***** Data provided

PR #59, opened 2016-10-27
Allows to specify repository adapter to use

gottfrois:
@mpraglowski would this approach be ok with your vision? It use active_record by default but allows to plug any other repository adapter.

Usage:

```
gem 'rails_event_store'
```

That's it. If we want to change the adapter, for example in `rails_event_store_mongoid`:

```
gem 'rails_event_store'
```

That's it, the `rails_event_store_mongoid` will do internaly:

```
RailsEventStore::Repository.adapter = :mongoid
```

While updating my previous PR I notice that I actually don't want to re-create a clone of RailsEventStore that would know how to deal with Mongoid. If we do that, any "nice feature to have" that we include in RailsEventStore will need to be copied over other gems. The goodies given by the railties present in RailsEventStore gem are a good example.

If you are ok with this approach, I'll write tests for it.
Please let me know

### DIFF
--- a/lib/rails_event_store.rb
+++ b/lib/rails_event_store.rb
@@ -1,25 +1,25 @@
 require 'ruby_event_store'
-require 'rails_event_store_active_record'
 
 module RailsEventStore
-  Event               = RubyEventStore::Event
-  InMemoryRepository  = RubyEventStore::InMemoryRepository
-  EventBroker         = RubyEventStore::PubSub::Broker
-  Projection          = RubyEventStore::Projection
-
-  GLOBAL_STREAM       = RubyEventStore::GLOBAL_STREAM
-  PAGE_SIZE           = RubyEventStore::PAGE_SIZE
-
-  WrongExpectedEventVersion  = RubyEventStore::WrongExpectedEventVersion
-  InvalidExpectedVersion     = RubyEventStore::InvalidExpectedVersion
-  IncorrectStreamData        = RubyEventStore::IncorrectStreamData
-  EventNotFound              = RubyEventStore::EventNotFound
-  SubscriberNotExist         = RubyEventStore::SubscriberNotExist
-  MethodNotDefined           = RubyEventStore::MethodNotDefined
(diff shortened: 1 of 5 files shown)


lib/rails_event_store.rb
```diff
@@ -1,25 +1,25 @@
 require 'ruby_event_store'
-require 'rails_event_store_active_record'
 
 module RailsEventStore
-  Event               = RubyEventStore::Event
-  InMemoryRepository  = RubyEventStore::InMemoryRepository
```
mpraglowski: I would keep it - useful in tests.

mpraglowski:
A little magic ;) Let's give it a try. Kill the mutants please ;)

gottfrois:
Not sure how to kill the last 2 mutants, can you look at it?

```
evil:RailsEventStore::Repository.adapter=:/Users/gottfrois/Code/rails_event_store/lib/rails_event_store/repository.rb:7:58c0d
@@ -1,10 +1,10 @@
 def self.adapter=(adapter)
   case adapter
   when String, Symbol
-    require("#{"rails_event_store_"}#{adapter}")
+    require("#{nil}#{adapter}")
     @@adapter = "#{"::RailsEventStore"}#{adapter.to_s.classify}#{"::EventRepository"}".constantize.new
   else
     @@adapter = adapter
   end
 end
-----------------------
evil:RailsEventStore::Repository.adapter=:/Users/gottfrois/Code/rails_event_store/lib/rails_event_store/repository.rb:7:ff5cf
@@ -1,10 +1,10 @@
 def self.adapter=(adapter)
   case adapter
   when String, Symbol
     require("#{"rails_event_store_"}#{adapter}")
     @@adapter = "#{"::RailsEventStore"}#{adapter.to_s.classify}#{"::EventRepository"}".constantize.new
   else
-    @@adapter = adapter
+    @@adapter = nil
   end
 end
```

gottfrois:
Thinking more about this, it cannot work. Let me get back to you when I found a better solution

mpraglowski:
ok - keep working - I would love to see you use cases for RES.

**********

§ **Problem statement**:
Please repeat the material above word for word.

§ **Final answer**:
PR #59, opened 2016-10-27
Allows to specify repository adapter to use

gottfrois:
@mpraglowski would this approach be ok with your vision? It use active_record by default but allows to plug any other repository adapter.

Usage:

```
gem 'rails_event_store'
```

That's it. If we want to change the adapter, for example in `rails_event_store_mongoid`:

```
gem 'rails_event_store'
```

That's it, the `rails_event_store_mongoid` will do internaly:

```
RailsEventStore::Repository.adapter = :mongoid
```

While updating my previous PR I notice that I actually don't want to re-create a clone of RailsEventStore that would know how to deal with Mongoid. If we do that, any "nice feature to have" that we include in RailsEventStore will need to be copied over other gems. The goodies given by the railties present in RailsEventStore gem are a good example.

If you are ok with this approach, I'll write tests for it.
Please let me know

### DIFF
--- a/lib/rails_event_store.rb
+++ b/lib/rails_event_store.rb
@@ -1,25 +1,25 @@
 require 'ruby_event_store'
-require 'rails_event_store_active_record'
 
 module RailsEventStore
-  Event               = RubyEventStore::Event
-  InMemoryRepository  = RubyEventStore::InMemoryRepository
-  EventBroker         = RubyEventStore::PubSub::Broker
-  Projection          = RubyEventStore::Projection
-
-  GLOBAL_STREAM       = RubyEventStore::GLOBAL_STREAM
-  PAGE_SIZE           = RubyEventStore::PAGE_SIZE
-
-  WrongExpectedEventVersion  = RubyEventStore::WrongExpectedEventVersion
-  InvalidExpectedVersion     = RubyEventStore::InvalidExpectedVersion
-  IncorrectStreamData        = RubyEventStore::IncorrectStreamData
-  EventNotFound              = RubyEventStore::EventNotFound
-  SubscriberNotExist         = RubyEventStore::SubscriberNotExist
-  MethodNotDefined           = RubyEventStore::MethodNotDefined
(diff shortened: 1 of 5 files shown)


lib/rails_event_store.rb
```diff
@@ -1,25 +1,25 @@
 require 'ruby_event_store'
-require 'rails_event_store_active_record'
 
 module RailsEventStore
-  Event               = RubyEventStore::Event
-  InMemoryRepository  = RubyEventStore::InMemoryRepository
```
mpraglowski: I would keep it - useful in tests.

mpraglowski:
A little magic ;) Let's give it a try. Kill the mutants please ;)

gottfrois:
Not sure how to kill the last 2 mutants, can you look at it?

```
evil:RailsEventStore::Repository.adapter=:/Users/gottfrois/Code/rails_event_store/lib/rails_event_store/repository.rb:7:58c0d
@@ -1,10 +1,10 @@
 def self.adapter=(adapter)
   case adapter
   when String, Symbol
-    require("#{"rails_event_store_"}#{adapter}")
+    require("#{nil}#{adapter}")
     @@adapter = "#{"::RailsEventStore"}#{adapter.to_s.classify}#{"::EventRepository"}".constantize.new
   else
     @@adapter = adapter
   end
 end
-----------------------
evil:RailsEventStore::Repository.adapter=:/Users/gottfrois/Code/rails_event_store/lib/rails_event_store/repository.rb:7:ff5cf
@@ -1,10 +1,10 @@
 def self.adapter=(adapter)
   case adapter
   when String, Symbol
     require("#{"rails_event_store_"}#{adapter}")
     @@adapter = "#{"::RailsEventStore"}#{adapter.to_s.classify}#{"::EventRepository"}".constantize.new
   else
-    @@adapter = adapter
+    @@adapter = nil
   end
 end
```

gottfrois:
Thinking more about this, it cannot work. Let me get back to you when I found a better solution

mpraglowski:
ok - keep working - I would love to see you use cases for RES.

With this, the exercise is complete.